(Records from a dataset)

━━━━━━━━

PR #571, opened 2025-03-05
feat: support flex groups in csv report on LPR

jajjibhai008:
**Description**

JIRA -> [ENT-10025](https://2u-internal.atlassian.net/browse/ENT-10025)

**Merge checklist:**

**Post merge:**

### DIFF
--- a/enterprise_data/api/v1/serializers.py
+++ b/enterprise_data/api/v1/serializers.py
@@ -6,6 +6,7 @@ from uuid import UUID
 from rest_framework import serializers
 
 from enterprise_data.admin_analytics.constants import ResponseType
+from enterprise_data.cache.decorators import cache_it
 from enterprise_data.models import (
     EnterpriseAdminLearnerProgress,
     EnterpriseAdminSummarizeInsights,
@@ -26,6 +27,8 @@ class EnterpriseLearnerEnrollmentSerializer(serializers.ModelSerializer):
     course_api_url = serializers.SerializerMethodField()
     enterprise_user_id = serializers.SerializerMethodField()
     total_learning_time_hours = serializers.SerializerMethodField()
+    enterprise_flex_group_name = serializers.SerializerMethodField()
+    enterprise_flex_group_uuid = serializers.SerializerMethodField()
 
     class Meta:
         model = EnterpriseLearnerEnrollment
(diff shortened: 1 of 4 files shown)


enterprise_data/api/v1/serializers.py
```diff
@@ -62,6 +66,52 @@ def get_total_learning_time_hours(self, obj):
         """Returns the learners total learning time in hours"""
         return round((obj.total_learning_time_seconds or 0.0)/3600.0, 2)
 
+    @cache_it()
+    def _get_flex_groups(self, obj):
+        """
+        Returns list of tuples containing group (name, uuid) pairs for the learner.
+        This is cached to prevent duplicate database queries.
+        """
+        print('ayaaaaaa')
```
omar-sarfraz: Looks like a log line was pushed mistakenly. Please remove it before merging 👍

enterprise_data/api/v1/serializers.py
```diff
@@ -62,6 +66,52 @@ def get_total_learning_time_hours(self, obj):
...
+            .values_list("enterprise_group_name", "enterprise_group_uuid")
+            .distinct()
+        )
+
+    def get_enterprise_flex_group_name(self, obj):
+        """Returns a comma-separated list of enterprise group names that the learner is associated with"""
+        groups = self._get_flex_groups(obj)
+
+        if not groups:
+            return obj.enterprise_group_name
```
omar-sarfraz, line 99: [Curious] We have removed enterprise_group_name from serializer fields. So, this probably won't return anything. Can we just return an empty string if no groups are found?

enterprise_data/api/v1/serializers.py
```diff
@@ -62,6 +66,52 @@ def get_total_learning_time_hours(self, obj):
...
+
+        # Return comma-separated list of group names (first element of each tuple)
+        return ', '.join(group[0] for group in groups)
+
+    def get_enterprise_flex_group_uuid(self, obj):
+        """Returns a comma-separated list of enterprise group UUIDs that the learner is associated with"""
+        groups = self._get_flex_groups(obj)
+
+        if not groups:
+            return obj.enterprise_group_uuid
```
omar-sarfraz, line 109: Same here

omar-sarfraz (changes requested):

enterprise_data/api/v1/serializers.py
jajjibhai008: This is so because enrollments data also contain the flex group info in which that specific learner is attached, so if no group returns from the membership table, then we will use this single group that is coming in the enrollment record

enterprise_data/api/v1/serializers.py
jajjibhai008: answers above.

omar-sarfraz (approved):
LGTM

enterprise_data/api/v1/serializers.py
```diff
@@ -62,6 +66,51 @@ def get_total_learning_time_hours(self, obj):
...
+    @cache_it()
+    def _get_flex_groups(self, obj):
+        """
+        Returns list of tuples containing group (name, uuid) pairs for the learner.
+        This is cached to prevent duplicate database queries.
+        """
+        enterprise_user_id = obj.enterprise_user_id
+
+        if not enterprise_user_id:
+            return []
```
muhammad-ammar, line 78: For conditions like this, you can use [walrus operator](https://docs.python.org/3/whatsnew/3.8.html#assignment-expressions) `:=`. For example

```python
if not (enterprise_user_id := obj.enterprise_user_id):
    return []
```

muhammad-ammar (approved):

PR #581, opened 2025-04-07
feat: Added the ability to filter enrollments by group_uuid in the en…

jajjibhai008:
…terprise completions API

**Merge checklist:**

**Post merge:**

### DIFF
--- a/enterprise_data/admin_analytics/database/filters/fact_completion_admin_dash.py
+++ b/enterprise_data/admin_analytics/database/filters/fact_completion_admin_dash.py
@@ -1,0 +1,36 @@
+"""
+Query filters for enrollments table.
+"""
+from enterprise_data.admin_analytics.database.filters.base import BaseFilter
+from enterprise_data.admin_analytics.database.query_filters import BetweenQueryFilter, EqualQueryFilter
+
+
+class FactCompletionAdminDashFilters(BaseFilter):
+    """
+    Query filters for completions data in enrollments table.
+    """
+    @staticmethod
+    def passed_date_range_filter(
+            start_date_params_key: str, end_date_params_key: str
+    ) -> BetweenQueryFilter:
+        """
+        Filter by passed date to be in the given range.
+
+        Arguments:
+            start_date_params_key (str): The start date key against which value will be passed in the query.
+            end_date_params_key (str): The end date key against which value will be passed in the query.
+        """
+        return BetweenQueryFilter(
+            column='passed_date',
+            range_placeholders=(start_date_params_key, end_date_params_key),
+        )
+
+    @staticmethod
+    def has_passed_filter() -> EqualQueryFilter:
+        """
+        Filter by has passed with fixed value 1.
+        """
+        return EqualQueryFilter(
+            column='has_passed',
+            value=1
+        )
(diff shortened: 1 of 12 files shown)


enterprise_data/admin_analytics/database/tables/fact_enrollment_admin_dash.py
```diff
@@ -92,6 +93,43 @@ def __get_common_query_filters(
 
         return query_filters, params
 
+    def __get_common_query_filters_for_completion(
+            self, enterprise_customer_uuid: UUID,
+            group_uuid: Optional[UUID],
+            start_date: date,
+            end_date: date,
+    ) -> (QueryFilters, dict):
```
muhammad-ammar: @jajjibhai008 @saleem-latif 

I think the expression (QueryFilters, dict) is interpreted as a regular tuple, not a type. We need to use Tuple from the typing module like below

```python
from typing import Tuple, Optional
from uuid import UUID
from datetime import date

def __get_common_query_filters_for_completion(
    self, 
    enterprise_customer_uuid: UUID,
    group_uuid: Optional[UUID],
    start_date: date,
    end_date: date,
) -> Tuple[QueryFilters, dict]:

```

enterprise_data/admin_analytics/database/filters/fact_completion_admin_dash.py
```diff
@@ -0,0 +1,36 @@
+"""
+Query filters for enrollments table.
+"""
+from enterprise_data.admin_analytics.database.filters.base import BaseFilter
+from enterprise_data.admin_analytics.database.query_filters import BetweenQueryFilter, EqualQueryFilter
+
+
+class FactCompletionAdminDashFilters(BaseFilter):
+    """
+    Query filters for completion table.
```
saleem-latif: I do not think we have a completion table. This could be something like

```
Query filters for completions data in enrollments table.
```

enterprise_data/admin_analytics/database/filters/fact_completion_admin_dash.py
```diff
@@ -0,0 +1,36 @@
...
+    """
+    @staticmethod
+    def enterprise_completion_date_range_filter(
```
saleem-latif: A better name would be `passed_date_range_filter`

enterprise_data/admin_analytics/database/tables/fact_enrollment_admin_dash.py
```diff
@@ -232,27 +272,31 @@ def get_enrollment_and_course_count(self, enterprise_customer_uuid: UUID, start_
...
-                'start_date': start_date,
-                'end_date': end_date,
-            }
+            query=self.queries.get_completion_count_query(query_filters),
+            params=query_filter_params,
+            as_dict=False,
         )
-        if not results:
+        # Handle empty results defensively
+        if not results or not results[0] or len(results[0]) == 0:
```
saleem-latif, line 299: Nice 👍🏼

enterprise_data/api/v1/views/enterprise_admin.py
```diff
@@ -113,7 +113,7 @@ def get(self, request, enterprise_id):
             enterprise_id, start_date, end_date,
         )
         completions = FactEnrollmentAdminDashTable().get_completion_count(
-            enterprise_id, start_date, end_date,
+            enterprise_id, None, start_date, end_date,
```
saleem-latif: You need to extract `group_uuid` from `request.GET` and pass it here, similar to what is being done at https://github.com/openedx/edx-enterprise-data/blob/37841b810aab8473e33f9536a959c5c47b41d403/enterprise_data/api/v1/views/analytics_enrollments.py#L55

saleem-latif (changes requested):

saleem-latif (approved):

━━━━━━━━

**Exercise prompt:** Among the lines of the records above, count those containing the word "EqualQueryFilter", then give the number by itself.

**Answer section:** 4